PR #713, opened 2026-05-18
🐛(backend) replace VersionId by Etag for WOPI

lunika:
## Purpose

When we try to get the VersionId from the s3 response but this one is not send by the s3 storage (garage for example), we get a 500 error.
To fix this issue we use the ETag sent by the object storage to track the version id. This ETag is present also when versionning is not implemented.

## Proposal

- [x] 🐛(backend) replace VersionId by Etag for WOPI


src/backend/wopi/utils/__init__.py
```diff
@@ -88,3 +88,18 @@ def compute_wopi_launch_url(launch_url, get_file_info_path, lang=None):
...
+    """Build a stable WOPI item version token from storage metadata."""
+    etag = head_object.get("ETag")
+    if etag:
+        return etag.strip('"')
+
+    last_modified = head_object.get("LastModified")
+    if last_modified:
+        if hasattr(last_modified, "isoformat"):
+            return last_modified.isoformat()
+        return str(last_modified)
```
kernicPanel:
```suggestion
    if etag := head_object.get("ETag") :
        return etag.strip('"')

    if last_modified := head_object.get("LastModified"):
        if hasattr(last_modified, "isoformat"):
            return last_modified.isoformat()
            
        return str(last_modified)
```

kernicPanel (approved):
* * * * *
WORK REQUIRED -
Every line above that includes the string "replace" needs to be copied.

SOLUTION TO THE PROBLEM -
🐛(backend) replace VersionId by Etag for WOPI
- [x] 🐛(backend) replace VersionId by Etag for WOPI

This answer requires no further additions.